PR #10147, opened 2018-03-17
increase Hourglasses and gemCapExtra promptly when multi-month subscription renews - fixes #4819

### LINKED ISSUE #4819: Subscription renewal hourglasses

Alys:
Fixes #4819

The bug in #4819 is that when a multi-month recurring subscription renews, the user does not immediately get the new Hourglasses and increased gem cap that they've paid for. Instead, as each month after that passes, they build up credit towards one new Hourglass in the same way that a one-month recurring subscription does. This is unfair since they've already paid for the full multi-month period.

This PR fixes that, mostly. We can't increment the Hourglasses and extra gem cap at the exact date that the subscription renews because we don't track payments to the extent needed for that. 
Instead, this PR waits until the start of the month immediately after the subscription has renewed and then gives the extra Hourglasses and gem cap.

It's not a perfect solution because there's already a lot of subscriptions that have completed their first period and are part way through a second/third/etc period. For example, consider a 6-month subscription that's four months into its second year. When that user crons at the start of the next month after this PR goes live, they'll be given two new Hourglasses and increased gem cap, even though they actually got one of those new Hourglasses already at the end of the previous three-month period - i.e., we're giving them slightly more than they should have. However many of the subscribers in this situation will have suffered through months of not having the correct benefits in advance, so this balances the scales a bit. In the case of that example, their increased subscription benefits will continue to be offset by four months indefinitely, which isn't ideal but is still to their benefit and if anyone reports the problem we can manually adjust their data easily enough (just as we do for reports that are happening now). I'm considering modifying the code to take into account the current `count` and to adjust the new benefits and offset to match it, but I don't want to make the code too complex and risk introducing new bugs.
○ ○ ○ ○ ○ ○ ○
- [PROBLEM]:
Word for word, restate the lines of the data above that fall between the line holding "This PR fixes" and the line holding "Instead, this PR", inclusive, and no other lines.

- [REPLY TO THE EXERCISE]:
This PR fixes that, mostly. We can't increment the Hourglasses and extra gem cap at the exact date that the subscription renews because we don't track payments to the extent needed for that. 
Instead, this PR waits until the start of the month immediately after the subscription has renewed and then gives the extra Hourglasses and gem cap.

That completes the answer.